» **WORK REQUIRED**: Please reproduce every entry below without omitting a single line.

====================

Issue #184, opened 2019-04-02
growing season length memory use


tlogan2000:
### Description
Calling growing season length calculation on large multiyear datasets (e.g. mf_datset of nrcan over canada) causes memory errors / accumulation.
Dask writing of chunks to netcdf (xr.to_netcdf) does not seem to work as expected and RAM use quickly accumulates and crashes... 

Running calculation on single years can alleviate the problem but still requires large amounts of memory

Unsure as to why this occurs ... Is it a dask/xarray problem or something in our xclim code

Balinus:
Is it the only indice that behave like that on large datasets?

tlogan2000:
so far yes.

PR #311, opened 2019-11-26
Optimize rolling dask

aulemahal:
### Pull Request Checklist:

- [ ] Tags have been pushed

Create a new util function  `rolling` to optimize the rolling sums and means over dask arrays.
Sum and mean are implemented as they both use the same `numpy.cumsum` trick. Other rolling operations (min, max, std) could be implemented later on.

The function does the computation lazily, which xarray's `rolling()` didn't. It defaults to xarray's version is the data is not in a dask array as it uses a special dask function :  `dask.Array.map_overlap()`. 

This function is faster than xarray's even for datasets with only one chunk along the rolled dimension. And it solves MemoryErrors when using huge datasets.

I did some Jedi tricks to get the same behaviour as xarray's version when NaNs are encountered. Without the second  `np.cumsum`, we can reduce the computation time by 30-50%, but NaNs will be treated as zeros.

No

* **Other information**:
I called the function `xc.utils.rolling`, but in comparison to `xr.DataArray.rolling`, it actually does the sum or mean. So same name, different behaviour.

### DIFF
--- a/HISTORY.rst
+++ b/HISTORY.rst
@@ -10,6 +10,7 @@ History
 * Enhancement to utils.Indicator to have more dynamic attributes using callables.
 * Added indices `heat_wave_total_length` and `tas` / `tg`.
 * Fixed a bug with typed call signatures that caused downstream failures on library import.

====================

» **WRITTEN REPLY**:
Issue #184, opened 2019-04-02
growing season length memory use


tlogan2000:
### Description
Calling growing season length calculation on large multiyear datasets (e.g. mf_datset of nrcan over canada) causes memory errors / accumulation.
Dask writing of chunks to netcdf (xr.to_netcdf) does not seem to work as expected and RAM use quickly accumulates and crashes... 

Running calculation on single years can alleviate the problem but still requires large amounts of memory

Unsure as to why this occurs ... Is it a dask/xarray problem or something in our xclim code

Balinus:
Is it the only indice that behave like that on large datasets?

tlogan2000:
so far yes.

PR #311, opened 2019-11-26
Optimize rolling dask

aulemahal:
### Pull Request Checklist:

- [ ] Tags have been pushed

Create a new util function  `rolling` to optimize the rolling sums and means over dask arrays.
Sum and mean are implemented as they both use the same `numpy.cumsum` trick. Other rolling operations (min, max, std) could be implemented later on.

The function does the computation lazily, which xarray's `rolling()` didn't. It defaults to xarray's version is the data is not in a dask array as it uses a special dask function :  `dask.Array.map_overlap()`. 

This function is faster than xarray's even for datasets with only one chunk along the rolled dimension. And it solves MemoryErrors when using huge datasets.

I did some Jedi tricks to get the same behaviour as xarray's version when NaNs are encountered. Without the second  `np.cumsum`, we can reduce the computation time by 30-50%, but NaNs will be treated as zeros.

No

* **Other information**:
I called the function `xc.utils.rolling`, but in comparison to `xr.DataArray.rolling`, it actually does the sum or mean. So same name, different behaviour.

### DIFF
--- a/HISTORY.rst
+++ b/HISTORY.rst
@@ -10,6 +10,7 @@ History
 * Enhancement to utils.Indicator to have more dynamic attributes using callables.
 * Added indices `heat_wave_total_length` and `tas` / `tg`.
 * Fixed a bug with typed call signatures that caused downstream failures on library import.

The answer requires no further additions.